I think if I were you I'd first modify my watering routine, increase the frequency of low-dose fertilization, shelter the plant a little bit from the summer sun's hottest late morning rays and increase the light it receives in the afternoon. It may well benefit from spending the summer outdoors, but remember that it will need more water out there than it will take inside your house. You'll want to make sure you don't burn your plant as it acclimates to brighter conditions, and you'll need to check it over thoroughly for insect pests once you bring it back inside for winter.

Another thing you could do is try growing another type of Neo. I am assuming you have an unspecified basic species type of plant. Maybe it has poor vigor. Getting an Amami Island variety could make a big difference in vigor and warmth tolerance during the winter months.


----------



## SlipperFan (Jul 12, 2011)

I agree with Mark. Katherine, I don't see your comments as being argumentative. One of the great things about this forum is that we can question, dig deeper, and disagree without losing respect. Only a few have crossed "the line" and it's pretty obvious when that happens.

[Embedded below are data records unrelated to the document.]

PR #938, opened 2026-04-30
Implement `MiniscriptKey` for each variant of `DescriptorPublicKey`

Velnbur:
This adds ability to specify `SinglePub`, `DescriptorXKey` and `DescriptorMultiXKey` directly in `Descriptor` without using `enum DescriptorPublicKey`.

In one of the projects we're using only `DescriptorMultiXKey` with fixed structure, so matching `DescriptorPublicKey` is kind of a pain. This PR fixes that

### DIFF
--- a/src/descriptor/key.rs
+++ b/src/descriptor/key.rs
@@ -1,8 +1,8 @@
 // SPDX-License-Identifier: CC0-1.0
 
 use core::convert::TryInto;
-use core::fmt;
 use core::str::FromStr;
+use core::{fmt, hash};
 #[cfg(feature = "std")]
 use std::error;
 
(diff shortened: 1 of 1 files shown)


apoelstra:
Neat! Yeah, good idea. I think for `SinglePub` you can also implement `ToPublicKey`.

apoelstra (approved):
ACK eeb49eb2de3a6e9aef89be89fb33c724cfed815e; successfully ran local tests; can do `ToPublicKey` in a followup if you like

Velnbur:
> can do ToPublicKey in a followup if you like

I would prefer doing it in the next PR. I can take care of that if there are no objections, but if you want, I can do it here with the next commit.

apoelstra:
@Velnbur I'd appreciate a new PR! If not, I will probably do it "eventually".

PR #930, opened 2026-04-23
Followup to #895: rename `dissat_sat` function and use struct rather than tuple for return values

apoelstra:
Makes naming more consistent and reduces confusion caused by having a tuple with two entries of the same type.

PR #941, opened 2026-05-05
miniscript: change `tap_leaf_internal` to return an `Option` in the satisfier

apoelstra:
Now that we have #895 and #930 we have room to change the API for helpers to the satisfaction functions.

Change the method `tap_leaf_internal`, which currently computes the "tapleaf hash" for an arbitrary Miniscript, even non-Taproot ones, to detect whether this is a Taproot script and only compute the tapleaf hash for Taproot scripts.

Once we are returning an `Option` from `tap_leaf_internal`, we can change a bunch of satisfaction code that currently takes a `Ctx` paramater and introspects it to determine whether we are in Taproot mode or not, and have it simply use the `Option` to decide.

Aside from speeding up and simplifying the code, this removes several instances of the `Ctx` parameter, which we want to eventually eliminate.

### DIFF
--- a/src/descriptor/mod.rs
+++ b/src/descriptor/mod.rs
@@ -1222,7 +1222,7 @@ mod tests {
 
         let mut checksum_eng = checksum::Engine::new();
         checksum_eng.input(&normalize_aliases).unwrap();
-        assert_eq!(format!("{}#{}", &normalize_aliases, checksum_eng.checksum()), output);
+        assert_eq!(format!("{}#{}", normalize_aliases, checksum_eng.checksum()), output);
     }
 
     #[test]
--- a/src/miniscript/context.rs
+++ b/src/miniscript/context.rs
@@ -167,7 +167,7 @@ impl fmt::Display for ScriptContextError {
 /// context under which the script is used.
 /// For example, disallowing uncompressed keys in Segwit context
 pub trait ScriptContext:
-    fmt::Debug + Clone + Ord + PartialOrd + Eq + PartialEq + hash::Hash + private::Sealed
+    fmt::Debug + Clone + Ord + PartialOrd + Eq + PartialEq + hash::Hash + private::Sealed + 'static
 where
     Self::Key: MiniscriptKey<Sha256 = sha256::Hash>,
     Self::Key: MiniscriptKey<Hash256 = hash256::Hash>,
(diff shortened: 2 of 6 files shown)


apoelstra:
On 1f9e81845ad6278b7a1a304fbf540a27ab1873cf  successfully ran local tests

src/blanket_traits.rs
```diff
@@ -100,3 +100,27 @@ where
     type _Hash160FromStrErr = <<T as MiniscriptKey>::Hash160 as FromStr>::Err;
     type _FromStrErr = <T as FromStr>::Err;
 }
+
+/// Internal trait used to convert a generic &Miniscript<Pk, Ctx> to a specific
+/// value of Ctx.
+pub(crate) trait DowncastMiniscript<Pk: MiniscriptKey> {
+    fn downcast<Ctx: ScriptContext>(&self) -> Option<&Miniscript<Pk, Ctx>>;
+}
```
tcharding: Any reason not to make this a method on `Miniscript` (in the `impl<Pk: MiniscriptKey, Ctx: ScriptContext> Miniscript<Pk, Ctx>` block)?

This builds for me. `NarrowedCtx` came from an AI suggestion and is allegedly nomenclature from Typescript.

```rust
        #[allow(unsafe_code)]
        pub(super) fn downcast<NarrowedCtx: ScriptContext>(&self) -> Option<&Miniscript<Pk, NarrowedCtx>> {
            use core::any::TypeId;
            if TypeId::of::<Ctx>() == TypeId::of::<NarrowedCtx>() {
                // SAFETY: this pointer cast is a no-op, as guaranteed by the if guard
                // In Rust 1.76 we can use core::ptr::from_ref in place of this cast.
                Some(unsafe { &*(self as *const Self).cast() }) // cast needed til Rust 1.76
            } else {
                None
            }
        }
```

tcharding (approved):
ACK 1f9e81845ad6278b7a1a304fbf540a27ab1873cf

src/blanket_traits.rs
apoelstra: Yeah, I like this. Let me change it.

apoelstra:
ACK 6fd1cc3ed609f16f7e960446ee4fc4174beb691a; successfully ran local tests

tcharding (approved):
ACK 6fd1cc3ed609f16f7e960446ee4fc4174beb691a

I don't like sphagnum as a general potting medium. Lots of people have great luck with it, but for me it is a difficult medium to work with. I do like it for mounting most things, and it's something I revert to when I need to grow roots on a rootless plant. But I try to take the plant out of sphagnum as quickly as I can. The traditional way for potting Neos is as Tom and Mark say. But I think my Neos would deteriorate quickly if I were to attempt being traditional.

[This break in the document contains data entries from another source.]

PR #942, opened 2026-05-13
just: Use cargo rbmt in lint task

tcharding:
We have `cargo rbmt` in CI but not in the justfile. Use it for the lint job because currently `just lint` is failing, did not investigate why.

At the same time make the command pass. I do not know why the lint job in CI is working but not the patched `just lint`?

The fixes are just allow `hex` duplicate dep in `minisicript` and in `fuzz` allow duplicates of `miniscript` and `hex`.

### DIFF
--- a/Cargo.toml
+++ b/Cargo.toml
@@ -73,3 +73,8 @@ required-features = ["compiler"]
 [workspace]
 members = ["fuzz"]
 exclude = ["embedded", "bitcoind-tests"]
+
+[package.metadata.rbmt.lint]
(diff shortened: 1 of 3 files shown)


trevarj:
Semi-related, but I noticed a bit ago that we should also bump the rbmt version and move the config to Cargo.toml too

apoelstra (approved):
ACK 4b625a74ad5cc6b6122869f29c3a70704083912c; successfully ran local tests

PR #946, opened 2026-05-13
refactor: return `DerivationResult` from `derive_at_index`

### LINKED ISSUE #918: Have better ergonomics for `derive_at_index` on a descriptor with no wildcards
> * Might be nice if the `NoWildcard` error variant had the original descriptor converted to a definite descriptior, so the user could unwrap the error rather than if-gating and calling a different method.

This reminds me of what I was originally expecting, in terms of ergonomics.

It would be nice to be able to do something like:

(don't implement this)
```rust

enum DerivationResult<'a, T, E> {
    Ok(T),
    Err { error: E, original: &'a T },
}

desc.derive_at_index(0).into_result()?; // returns `DerivationResult<T, E>` -> `Result<T, E>` then errors if no wildcards
desc.derive_at_index(0)?; // same as above but nicer
// returns `DerivationResult<T, E>`, then ignores no wildcard and returns original, not sure about `fallback()` naming.
desc.derive_at_index(0).fallback();
```

_Originally posted by @trevarj in https://github.com/rust-bitcoin/rust-miniscript/issues/911#issuecomment-4187396684_

trevarj:
This allows a caller of `derive_at_index` to fall back on the original
descriptor (as a `Descriptor<DefiniteDescriptorKey>`) without having to `match`
or `if-let` on the `Result` when there is no wildcard.

We introduce a new result type called `DerivationResult` to handle this, but
since the `Try` trait is not stabilized in our MSRV we cannot have `?` and must
use `into_result()?` instead.

Closes #918

I ultimately settled on `or_fallback` cause I feel that it reads nicely with
`derive_at_index(0)`.

Not sure if I really like this solution when we can't use `Try` and then just
`derive_at_index(0)?`

### DIFF
--- a/src/descriptor/mod.rs
+++ b/src/descriptor/mod.rs
@@ -650,6 +650,50 @@ impl<Pk: MiniscriptKey> ForEachKey<Pk> for Descriptor<Pk> {
     }
 }
 
+/// Result of [`Descriptor::derive_at_index`].
+///
+/// When the source descriptor has no wildcard,
+/// [`or_fallback`](DerivationResult::or_fallback) recovers the definite
+/// descriptor instead of returning an error.
+#[derive(Debug)]
+#[must_use]
+pub enum DerivationResult {
+    /// Derivation succeeded.
+    Ok(Descriptor<DefiniteDescriptorKey>),
+    /// The descriptor has no wildcard. Carries the original for fallback.
+    WithoutWildcard(Descriptor<DescriptorPublicKey>),
+    /// An error other than `NonDefiniteKeyError::NoWildcard`.
+    Error(NonDefiniteKeyError),
+}
+
+impl DerivationResult {
+    /// Converts into a `Result`.
+    ///
+    /// Use [`or_fallback`](DerivationResult::or_fallback) if you want
+    /// `NonDefiniteKeyError::NoWildcard` errors to be recovered automatically.
+    pub fn into_result(self) -> Result<Descriptor<DefiniteDescriptorKey>, NonDefiniteKeyError> {
+        match self {
+            DerivationResult::Ok(d) => Ok(d),
+            DerivationResult::WithoutWildcard(_) => Err(NonDefiniteKeyError::NoWildcard),
+            DerivationResult::Error(e) => Err(e),
+        }
+    }
+
+    /// Converts into a `Result`, recovering from `NonDefiniteKeyError::NoWildcard` by calling
+    /// [`into_definite`](Descriptor::into_definite) on the original descriptor.
+    pub fn or_fallback(self) -> Result<Descriptor<DefiniteDescriptorKey>, NonDefiniteKeyError> {
+        match self {
+            DerivationResult::Ok(d) => Ok(d),
+            DerivationResult::WithoutWildcard(original) => original.into_definite(),
+            DerivationResult::Error(e) => Err(e),
+        }
+    }
+
+    /// Unwraps the result, panicking on non-recoverable errors. Ignores
+    /// `NonDefiniteKeyError::NoWildcard` errors by calling [`or_fallback`](DerivationResult::or_fallback).
+    pub fn unwrap(self) -> Descriptor<DefiniteDescriptorKey> { self.or_fallback().unwrap() }
+}
+
 impl Descriptor<DescriptorPublicKey> {
     /// Whether or not the descriptor has any wildcards i.e. `/*`.
     pub fn has_wildcard(&self) -> bool { self.for_any_key(|key| key.has_wildcard()) }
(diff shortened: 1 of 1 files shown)


apoelstra:
Yeah, concept ACK. I was skeptical of this design at first but I think it leads to pretty nice-looking code.

src/descriptor/mod.rs
```diff
@@ -703,15 +749,12 @@ impl Descriptor<DescriptorPublicKey> {
...
-    ) -> Result<Descriptor<DefiniteDescriptorKey>, NonDefiniteKeyError> {
+    #[allow(deprecated)]
+    pub fn derive_at_index(&self, index: u32) -> DerivationResult {
         if !self.has_wildcard() {
-            return Err(NonDefiniteKeyError::NoWildcard);
+            return DerivationResult::new(Err(NonDefiniteKeyError::NoWildcard), Some(self.clone()));
         }
-        #[allow(deprecated)]
-        self.at_derivation_index(index)
+        DerivationResult::new(self.at_derivation_index(index), None)
```
tcharding: I'm having trouble following this code now. An undeprecated function calls a deprecated function (`at_derive_index`) that has a deprecation message that suggests calling the original function?

Unrelated nit, I rekon its cleaner without the private `new` function. Amusingly also, I argued exactly _for_ this style of early return recently and am now suggesting functional style is clearer. 

Feel free to do as you think best.

```rust
        if self.has_wildcard() {
            DerivationResult { result: self.at_derivation_index(index), original: None }
        } else {
            DerivationResult { result: Err(NonDefiniteKeyError::NoWildcard), original: Some(self.clone()) }
        }
```

tcharding: Its kind of weird, at least to me, that the `None` is coupled with the error in the `else` clause. I.e I had to chase the code to see why `original: None` was correct and it is exactly, and only, because the error in the other clause is `NoWildcard`). Just an observation.

tcharding:
Is `deprecated` used differently in this repo @apoelstra? is the `derive_at_index` function going to be deleted or is it going to stay and just be made private? For my understanding also, how long is the deprecation cycle in `miniscript`?

src/descriptor/mod.rs
trevarj: I should've stated more clearly that this stuff is a follow up to https://github.com/rust-bitcoin/rust-miniscript/pull/911#issuecomment-4187396684 

`derive_at_index` is new (from the parent PR) but it still uses the deprecated function for now, which I assume is because of this review comment : https://github.com/rust-bitcoin/rust-miniscript/pull/911#issuecomment-4183330098

> I had to chase the code to see why original: None was correct and it is exactly, and only, because the error in the other clause is NoWildcard). Just an observation.

Also to prevent cloning in the happy path. I don't actually like that either...I think changing it to an enum could make it nicer. Let me try that.

trevarj:
> is the `derive_at_index` function going to be deleted

this is the new function that was recently added in #911. `at_derivation_index` is the deprecated one.

apoelstra:
> For my understanding also, how long is the deprecation cycle in miniscript?

Things stay for at least two versions, but maybe (much) longer if they never get in the way of anything.

src/descriptor/mod.rs
```diff
@@ -650,6 +650,50 @@ impl<Pk: MiniscriptKey> ForEachKey<Pk> for Descriptor<Pk> {
...
+/// descriptor instead of returning an error.
+#[derive(Debug)]
+#[must_use]
+pub enum DerivationResult {
+    /// Derivation succeeded.
+    Ok(Descriptor<DefiniteDescriptorKey>),
+    /// The descriptor has no wildcard. Carries the original for fallback.
+    WithoutWildcard(Descriptor<DescriptorPublicKey>),
+    /// An error other than NoWildcard.
+    Error(NonDefiniteKeyError),
```
tcharding, line 666: Either doc or variant name needs changing, right?

src/descriptor/mod.rs
```diff
@@ -650,6 +650,50 @@ impl<Pk: MiniscriptKey> ForEachKey<Pk> for Descriptor<Pk> {
     }
 }
 
+/// Result of [`Descriptor::derive_at_index`].
+///
+/// When the source descriptor has no wildcard,
+/// [`or_fallback`](DerivationResult::or_fallback) recovers the definite
```
tcharding, line 656:
```suggestion
/// [`or_fallback`](DerivationResult::or_fallback) recovers the original
```

I think?

src/descriptor/mod.rs
tcharding: In docs below also.

tcharding:
Everything else looks good to me. I raised #956 while reviewing this, please holla at me if I was confused in writing it.

Reviewed: 84dd4dfb3b3ff416bb4e7e19a7344ab9e2f6616a

src/descriptor/mod.rs
trevarj: It returns the `DefiniteDescriptor` derived from the original descriptor (`Descriptor<DescriptorPublicKey>`)

src/descriptor/mod.rs
trevarj: It's referring to `NonDefiniteKeyError::NoWildcard`, so I think it's correct still.

trevarj: Updated all `NoWildcard` references to full name - `NonDefiniteKeyError::NoWildcard`

tcharding (approved):
ACK a15ce35646f202a76b000e14eaff3286d578fdf0

src/descriptor/mod.rs
tcharding: Ah my bad, hard to get good reviews huh.

src/descriptor/mod.rs
tcharding: No worries, thanks.

apoelstra (approved):
ACK a15ce35646f202a76b000e14eaff3286d578fdf0; successfully ran local tests

PR #949, opened 2026-05-17
plan: add Plan::tap_sighash_default accessor

evanlinjin:
## Summary

Adds a public accessor on `Plan` that exposes the existing per-Schnorr-placeholder size assumption — recorded when the plan was built from `TaprootCanSign::sighash_default` — as a single `Option<bool>`.

```rust
impl Plan {
    /// Returns whether the witness was sized assuming `SIGHASH_DEFAULT` (the
    /// 64-byte Taproot signature encoding).
    pub fn tap_sighash_default(&self) -> Option<bool>;
}
```

- `Some(true)` — every Schnorr placeholder is sized for a 64-byte signature (the `SIGHASH_DEFAULT` encoding).
- `Some(false)` — every Schnorr placeholder is sized for a 65-byte signature (any non-Default Taproot sighash flag).
- `None` — non-Taproot plans (signature size is invariant under the sighash flag for ECDSA), or mixed plans whose Schnorr placeholders have differing sizes — these cannot be expressed by a single uniform sighash policy per BIP-174.

## Motivation

Callers building a PSBT from a `Plan` need to populate `PSBT_IN_SIGHASH_TYPE` consistently with the plan's witness-size assumption — otherwise weight estimates drift from reality. The information already lives inside the plan (on every Schnorr placeholder's `size` field); this just surfaces it as a single readable answer.

Concretely: `bdk-tx` is reworking per-input sighash handling and needs to derive the PSBT sighash policy from the plan rather than carrying separate state on its `Input` type (see bitcoindevkit/bdk-tx#69 for the full design). Without this accessor it would have to walk `Plan::witness_template()` and infer the bool from placeholder sizes, which leaks internals.

## Test plan

- [x] `cargo test --lib tap_sighash_default` — new test covers Default-Taproot, non-Default-Taproot, and non-Taproot (wsh) plans.
- [x] `cargo test` — full suite still passes (139 / 0 / 0).

### DIFF
--- a/src/plan.rs
+++ b/src/plan.rs
@@ -234,6 +234,44 @@ impl Plan {
     /// the script sig weight and the witness weight)
     pub fn satisfaction_weight(&self) -> usize { self.witness_size() + self.scriptsig_size() * 4 }
 
+    /// Returns whether the witness was sized assuming `SIGHASH_DEFAULT` — the 64-byte
+    /// Taproot signature encoding.
+    ///
+    /// * `Some(true)` — every Schnorr placeholder in this plan is sized for a 64-byte
+    ///   signature; the witness assumes `SIGHASH_DEFAULT`.
+    /// * `Some(false)` — every Schnorr placeholder is sized for a 65-byte signature;
+    ///   the witness assumes any non-Default Taproot sighash flag.
+    /// * `None` — this plan has no Schnorr placeholders (e.g. non-Taproot plans, where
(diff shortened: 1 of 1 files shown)


evanlinjin:
Fully AI generated - I need to ensure it didn't screw up before I take it out of draft.

evanlinjin:
Closing — wrong target branch. Superseded by #951 (targets master) and #950 (12.x backport). Sorry for the noise.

As for water, is there anyone in MOS that has had problems with your water? There are many really good growers in the Detroit area, and it would be interesting to know what water they use.


----------



## koshki (Jul 12, 2011)

Thanks, guys...I guess too much therapy can make a person sensitive to the "Yes, but.." answer, lol!



SlipperFan said:


> As for water, is there anyone in MOS that has had problems with your water? There are many really good growers in the Detroit area, and it would be interesting to know what water they use.

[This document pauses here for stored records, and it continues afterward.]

PR #951, opened 2026-05-17
plan: add Plan::tap_sighash_default accessor

evanlinjin:
## Summary

Adds a public accessor on `Plan` that exposes the existing per-Schnorr-placeholder size assumption — recorded when the plan was built from `TaprootCanSign::sighash_default` — as a single `Option<bool>`.

```rust
impl<Pk: MiniscriptKey + ToPublicKey> Plan<Pk> {
    /// Returns whether the witness was sized assuming `SIGHASH_DEFAULT` (the
    /// 64-byte Taproot signature encoding).
    pub fn tap_sighash_default(&self) -> Option<bool>;
}
```

- `Some(true)` — every Schnorr placeholder is sized for a 64-byte signature (the `SIGHASH_DEFAULT` encoding).
- `Some(false)` — every Schnorr placeholder is sized for a 65-byte signature (any non-Default Taproot sighash flag).
- `None` — non-Taproot plans (signature size is invariant under the sighash flag for ECDSA), or mixed plans whose Schnorr placeholders have differing sizes — these cannot be expressed by a single uniform sighash policy per BIP-174.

No, Dot, I have not heard of anyone having any particular problems with our water here, although I can't remember discussing it with anyone. I will see if I can float an email question and find out. And although I'm willing to change my schedule of watering, I honestly don't think it's a problem due to watering in the evening. It just doesn't look like crown rot to me.

My guess is that it is probably my fault because I'm so delinquent about fertilizing. I'm almost afraid to report that the one spike is progressing nicely, and looks like it will bloom. :clap: (Shhhhh, I'm afraid I've jinxed it!)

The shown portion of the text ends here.